29 Mart 2012 Perşembe

İngiltere Örneği mi? Yazık….



"Şike sahaya yansımış mı bakılır ve karar ona göre verilir. Aksi halde kulübü cezalandırmak neden? Para cezası vermek neden? 8 takım birden ligden düşerse ne olur, futbol biter. Ceza davası ile Futbol Federasyonu'nun kararını birbirinden ayırmak lazım. Platini'ye de İngiltere örneğini verdim. Orada holiganlar yüzünden Thatcher (Margaret Thatcher, İngiliz Başbakanı, 1979-1990) İngiliz takımlarının Avrupa'ya çıkışını 5 yıl yasakladı. Ne oldu? Kendi aralarında gayet güzel devam ettiler. Döndükleri sene de şampiyon oldular."

Bu sözler ülkemizin başbakanına ait…

Bu sözleri duyduğum andan itibaren beynimden kaynar sular boşalmış durumda. Şimdi herkes bu satırlardan başbakana ağır sözler bekleyip, neler neler döşeyecek diyebilir; ancak her zaman her yerde savunduğum bir ilke varsa o da şudur: ‘Ne olursa olsun hiçbir insana küfür etme hakkımız yoktur, bu ülkenin liderine hiç mi hiç yoktur.’ Ama olayın sportif ve ahlaki boyutuna bakarsak, başbakanın tuttuğu takım uğruna adalet sağlamada, toplumsal hakların devamlılığı anlamında ciddi hezeyanlar yaşamakta maalesef ki.

Elbette ki ülkenin lideri de bir takım tutabilir, hatta tuttuğu takımın fanatik bir taraftarı da olabilir. O yüzden başbakanın Fenerbahçeli olması hiç de umurumda değil. Ama … Ama ülkenin başbakanı eğer ki kulübü legal olmayan işlere karışmışsa en başta renklerini unutup, sonuna kadar legal olmayan işlerin karşısında dimdik durmalıdır.

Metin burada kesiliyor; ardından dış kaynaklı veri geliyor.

PR #651, opened 2016-03-22
Add pop-out explanation for Python layers

### LINKED ISSUE #636: Add better Python layer documentation
The documentation from https://github.com/NVIDIA/DIGITS/pull/447 is great and all, but we should have better documentation readily available within the app, like https://github.com/NVIDIA/DIGITS/pull/628#issuecomment-195137527.

lukeyeager:
*Close #636*

Cleanup Python layer upload UI and add some pop-out text similar to https://github.com/NVIDIA/DIGITS/pull/628#issuecomment-195137527.

Also add network outputs with names containing "accuracy" to the accuracy axis in graphs. It's a little hacky, but I don't think we need to find a general purpose solution to that problem just yet.

### DIFF
--- a/digits/templates/models/python_layer_explanation.html
+++ b/digits/templates/models/python_layer_explanation.html
@@ -1,0 +1,75 @@
+{# Copyright (c) 2015-2016, NVIDIA CORPORATION.  All rights reserved. #}
+
+<h1>Using Python layers</h1>
+
+<p>
+    Caffe lets you define custom layers with Python.
+    Python layers are obviously much slower than their C++ counterparts, but are easy to write and test quickly since using them doesn't require recompilation.
+    DIGITS moves some files around for you so that you can specify different Python layers for each network.
+</p>
+<p>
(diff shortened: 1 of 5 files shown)


digits/templates/models/python_layer_explanation.html
```diff
@@ -0,0 +1,75 @@
+{# Copyright (c) 2015-2016, NVIDIA CORPORATION.  All rights reserved. #}
+
+<h1>Using Python layers</h1>
+
+<p>
+    Caffe lets you can define custom layers with Python.
```
gheinrich: small typo here

gheinrich:
This is working for me (I tried both the "blank square" and "accuracy" layers examples on MNIST+LeNet).

digits/templates/models/python_layer_explanation.html
lukeyeager: Haha whoops - right at the beginning! Thanks.

lukeyeager:
Thanks for the review, Greg. Here's a screenshot of the feature for those who are interested:

python-layer-explanation

PR #655, opened 2016-03-24
Don't sanity check val phase if val set not present

### LINKED ISSUE #654: Cannot train GoogLenet without a validation dataset.
This issue seems to happen with the current master-branch.
I am doing some experiments where I do not have access to a validation dataset. 
On previous digits-version I Could easily train my network on DIGITS whenever it only had the training dataset.

The network is the GoogLenet that comes with digits.
Now, if i create a LMDB though digits (text file specification), that only has training dataset I receive the following.

`CaffeTrainSanityCheckError: Layer 'conv1/7x7_s2' references bottom 'data' at the TEST stage however this blob is not included at that stage. Please consider using an include directive to limit the scope of this layer.
`

This seems related to #601 . But I could not figure out a way to fix it.
Any suggestions ?

gheinrich:
close #654

### DIFF
--- a/digits/model/tasks/caffe_train.py
+++ b/digits/model/tasks/caffe_train.py
@@ -382,8 +382,9 @@ class CaffeTrainTask(TrainTask):
         # network sanity checks
         self.logger.debug("Network sanity check - train")
         CaffeTrainTask.net_sanity_check(train_val_network, caffe_pb2.TRAIN)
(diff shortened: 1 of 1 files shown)


lukeyeager:
Oops, that's probably coming from https://github.com/NVIDIA/DIGITS/pull/622 - my bad!

PR #657, opened 2016-03-25
Allow autocomplete for testing image paths

lukeyeager:
Before this PR, you could manually enter a path to an image on the server for testing, but the image would be deleted afterwards!

Now you get autocomplete help for entering paths, and the image won't be deleted afterwards.


gheinrich:
Looks good to me! I checked the classification and generic paths.

PR #658, opened 2016-03-25
Device query updates

lukeyeager:
**Versioned DSOs**
We really shouldn't ever load unversioned DSOs because you shouldn't need dev files to run any application. I ran into this issue when using `nvidia-docker`, which doesn't include `libnvidia-ml.so` by default.

**Displaying GPU memory**
We could just display CUDA info only - there's no clear reason to call NVML here - but I have a vague recollection of CUDA being unable to query the memory available for newer, fancier GPUs sometimes. So I'm just adding it as a fallback path.

I can't test this on Windows, but I've attempted to preserve @crohkohl's changes from #199.

### DIFF
--- a/digits/device_query.py
+++ b/digits/device_query.py
@@ -109,27 +109,52 @@ def get_library(name):
     Returns a ctypes.CDLL or None
     """
     try:
-        if platform.system() == 'Linux':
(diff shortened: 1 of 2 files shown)


gheinrich:
Verified with/without this commit and the code looks OK to me.

Issue #667, opened 2016-04-04
'Related Jobs' window feature


TimZaman:
It's too bad #137 was abandoned. It was a huge amount of half-working features that i am trying to split out and work on one by one (the which i want to add). The related jobs view is very nice to me as i can see which datasets i can throw away when they are not used, and i can jump around easily between jobs using the name dataset.
Therefore the feature request to implement this, which i have already done. i will file a pull request soon. 
<img width="1200" alt="8e24a58e-1432-11e5-9808-6acd7e63bb80" src="https://cloud.githubusercontent.com/assets/7721540/14253313/517c3cf6-fa8b-11e5-8db7-89900c04c1d0.png">

lukeyeager:
Why close this? I agree with you - I'd like to see this feature added soon.

TimZaman:
Ah sorry Luke. I have this feature implemented in my own fork, but i worked very fast so I didnt put it in a nice branch to make a decent pull request. Actually, this feature is the one i miss most (from my own fork) when i use the vanilla Nvidia-master branch.

lukeyeager:
Hey @TimZaman are you working on this already? I see some commits referencing this issue. If not, @Lucaszw can do it.

TimZaman:
It's been in our fork for ages, and I have no clue how you guy can live without it. How about the Confusion Matrix? That's just so damn important to us (also in our fork, but only for torch models): sometimes your accuracy is 90%, and only the confusion matrix will show it's just 100% biased towards a specific label (due to dataset bias).

Example: 77% accuracy in graph.. but meanwhile the confusion matrix tells me:
![image](https://cloud.githubusercontent.com/assets/7721540/15441660/6a2bc9c2-1edc-11e6-8ac1-8b0b0c89535e.png)

lukeyeager:
> i will commit the Related Jobs next week

Cool, thanks!

> How about the Confusion Matrix?

Well we do have this: https://github.com/NVIDIA/DIGITS/pull/608.

But it looks like you're talking about something different - storing all the validation results and viewing *those* as a confusion matrix. Cool idea! I think that might be hard to do for Caffe...

TimZaman:
Torch generally outputs the confusion matrix during validation, i set up a
simple regex that i catch and that's saved in the pickle file an updated
and sent with socketio with validation pass and voila. And i dont output
the confmat when there are more than 100 labels or it gets hefty. I didnt
[...]

PR #137, opened 2015-06-08
Accuracy & confusion matrix

groar:
See #17 

Adds a new kind of job for performance evaluation of trained classifiers. It is now possible to visualize :
* accuracy / recall curve
* confusion matrix

Accuracy and the confusion matrix are computed against a chosen snapshot of a training task, and against both the **validation set and testing set** (if it exists). An "evaluate performance" button has been added on the training view. This is currently the only way to run an evaluation job. The results are stored in the job directory in the form of two pickle files. 

button

## Accuracy / recall curve

accuracy recall curve

## Confusion matrix

I chose a very simple representation of the confusion matrix (not in the form of a matrix !), because it is more adapted to datasets with lots of classes. For each class, the top 10 most represented classes are displayed, with their respective %.   

confusion matrix

## Related jobs

I added a "Related jobs" section on each job show view. It displays the jobs which depends on the current job. For example, models trained on a specific dataset, evaluations ran on a specific model.

Related jobs

Let me know what you think, critiques and comments are more than welcome.

PR #668, opened 2016-04-04
Implemented #667 related jobs (once part of #137)

TimZaman:
See title.
related_jobs

### DIFF
--- a/digits/job.py
+++ b/digits/job.py
@@ -266,3 +266,10 @@ class Job(StatusCls):
         Returns False if this job can be edited
         """
         return False
+
+    def parent_jobs(self):
+        """
+        Returns the list of the jobs on which the job
+        depends
+        """
+        raise NotImplementedError('Implement me!') #@TODO
--- a/digits/scheduler.py
+++ b/digits/scheduler.py
@@ -208,6 +208,20 @@ class Scheduler:
             return None
         return self.jobs.get(job_id, None)
 
+    def get_related_jobs(self, job):
+        """
+        Look through self.jobs to try to find the Jobs
+        whose parent contains job
+        """
+        related_jobs = []
+        for j in self.jobs:
+            try:
+                if job in self.jobs[j].parent_jobs():
+                    related_jobs.append(self.jobs[j])
+            except NotImplementedError: 
+                pass
+        return related_jobs
+
     def abort_job(self, job_id):
         """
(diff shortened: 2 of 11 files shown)


digits/job.py
```diff
@@ -266,3 +266,10 @@ def is_read_only(self):
         Returns False if this job can be edited
         """
         return False
+
+    def parent_jobs(self):
+        """
+        Returns the list of the jobs on which the job
+        depends
+        """
+        raise NotImplementedError('Implement me!') #@TODO
```
gheinrich: you could return an empty list to avoid having to catch the exception in the caller?

digits/scheduler.py
```diff
@@ -208,6 +208,20 @@ def get_job(self, job_id):
             return None
         return self.jobs.get(job_id, None)
 
+    def get_related_jobs(self, job):
+        """
+        Look through self.jobs to try to find the Jobs
+        whose parent contains job
+        """
+        related_jobs = []
```
gheinrich: I think this doesn't return anything for model jobs. Should you initialize as `related_jobs = job.parents_job()` to capture the dataset associated with model jobs?

gheinrich:
Thanks for submitting this PR! Can you define what is meant by "related" job?

TimZaman:
In the dataset view, it shows you the associated models that ran on the dataset..

gheinrich:
You made changes in the model view too though there doesn't seem to be a way to show any related jobs on those? I thought you would show models that use the same dataset but that isn't how the code implements this. Would you like to revert your changes in the model files?

Also, if you haven't done so already, would you mind signing the [CLA](https://github.com/gheinrich/DIGITS/blob/master/README.md#bugs-and-feature-requests). Thanks!

digits/job.py
TimZaman: I was just following the repository's convention. But i agree the exceptions are quite dirty, will change.
https://github.com/NVIDIA/DIGITS/blob/master/digits/job.py#L152-L157

digits/scheduler.py
TimZaman: Correct. Will implement that too.

TimZaman:
I have now made so many improvements upon digits that this one's already outdated. Gonna close it this pull request. Might open another one if i get to it.

PR #684, opened 2016-04-15
Add text classification example

gheinrich:


TimZaman:
Hi Greg. This is awesome. Read the paper earlier as well and thought it was awesome. Thanks man, this is very cool!
Tried the regular approach (now busy on the alternative one).
I double checked and did exactly as was outlined. I do get an error.
The error is

`/usr/share/lua/5.1/cudnn/TemporalConvolution.lua:92: bad argument #1 to 'size' (out of range)`

And the verbose output of torch is


```
Last output:
Running initial validation before first train epoch..
Validation (epoch 0): loss = 3.2712374114555, accuracy = 0.071214285714286
Training (epoch 0.0005): loss = 4.3866891860962, lr = 0.01
/usr/share/lua/5.1/cudnn/TemporalConvolution.lua:92: bad argument #1 to 'size' (out of range)

```

Weird. I might try recreating the dataset to make absolutely sure i made it correctly. However, did seem to pass the Validation epoch (7.12% accuracy epoch 0) which tells me that the model and the data are probably legit.

gheinrich:
Hi @TimZaman thanks for the feedback! I used `cudnn.TemporalConvolution` to train the network (I found it to be 17 times faster than the regular `nn.TemporalConvolution`! Just to check: did you remember to set mean subtraction to `none` when you created the classification model?

gheinrich:
hi @TimZaman are you still having an issue with this example?

TimZaman:
Hi @gheinrich, i did not use mean substraction as i was supposed to.
I have last week swapped the (bit) outdated torch-nv to the normal torch installation. This did the trick. Other than the easy install of torch-nv, are there any advantages in using torch-nv wrt the build from source?

lukeyeager:
I tested the dataset creation and import. When I tried to test the model, I got this error:

    [FAIL] ...5-02/install/share/lua/5.1/cudnn/TemporalConvolution.lua:92: bad argument #1 to 'size' (out of range)

Maybe it's because I don't have this commit: https://github.com/soumith/cudnn.torch/pull/152? I had to start with a non-standard fork ([16.04 issues](https://github.com/torch/torch7/issues/670#issuecomment-216336538)), so I'm having trouble updating just the `cudnn` module. Sorry for my noobery! I'll find some time to figure out the Torch build system and keep testing this, but it looks good so far.

gheinrich:
Oh so it's the same error @TimZaman got. You could update just `cudnn` by doing something like:
```sh
$ cd .../torch/extra/cudnn
$ git fetch origin && git checkout origin/master
$ luarocks make cudnn-scm-1.rockspec 
```

gheinrich:
> Other than the easy install of torch-nv, are there any advantages in using torch-nv wrt the build from source?

I don't know of other advantages...

TimZaman:
Yeah so the cudnn stuff is not DIGITS related. @gheinrich I would recommend just leaving out the cudnn, switch to nn, albeit 17x slower (worked fine with me, but maybe make a note about cudnn being faster but you'd have to update) and just merge.

lukeyeager:
Got it working. Cool tutorial!

text-classification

Sorular sormak istiyorum başbakana;

1-Ne olursa olsun şikeye adı karışmış, mahkeme süreci devam eden ve deliller sonucunda nerdeyse şike yaptığına kanaat getirilen herhangi bir kulüp korunabilir mi? Korunursa bu adalet anlayışına sığar mı?
2-Bugün karşımıza konulmuş İngiltere örneğinde verilen 5 yıllık katılmama yaptırımı, kulüplerin şikeye adı karışması sonucu mu verilmiştir yoksa ülkedeki tırmanan holiganizmin getirdiklerini önleme amacıyla mı alınmış sosyal bir önlem midir?
3-Sekiz kulübün ceza alması ülke futbolunu bitirir diye alınacak bir dışa kapalılık sonucu; bu oyunu fair şekilde oynayan kulüplerin hakkı gasp edilmiş olmaz mı?
4-Bugün şike cezalanmaz, biz kendimizi dışarı kapatırsak, bundan sonraki süreçte tekrardan şikeye karışan kulüpler için ne gibi yaptırımlar uygulanabilir?
5-Her zaman büyüme hedefinde olan Türkiye’nin Avrupa’ya , Dünya’ya en rahat açılan organizasyonu olan futbol organizasyonu kendi içinde küçülmeye giderse, ülkenin büyüme vizyonu bundan nasıl etkilenir; bunun hesabını kim nasıl verebilir?
6-Kişiler ve kurumlar ayrılsın zihniyeti bundan sonraki bütün yargısal ve sosyal olayların çözümsüzlüğünü sağlamaz mı?

Bu soruları uzatmak mümkün. Ama olayın başında yaptırımların en ağır şekilde uygulanması gerekliliğinden bahseden başbakan bugün maalesef çok ama çok farklı bir noktada. Ülke menfaatleri renklerin aşkına yenik düşmüş durumda. Bundan sonraki süreçte anlaşılan o ki Galatasaray haklarını kendi korumalı çünkü yönetenler de hukuksuzluğa ortak olmuş durumda. Son sözler de Adnan Öztürk’ten olsun. Çünkü o bu süreci anlatırken, bundan sonra hakkımızı koruyacağımızın teminatını bu sözlerle veriyor…

"Cambazlar sirklerde olur bizde olmaz".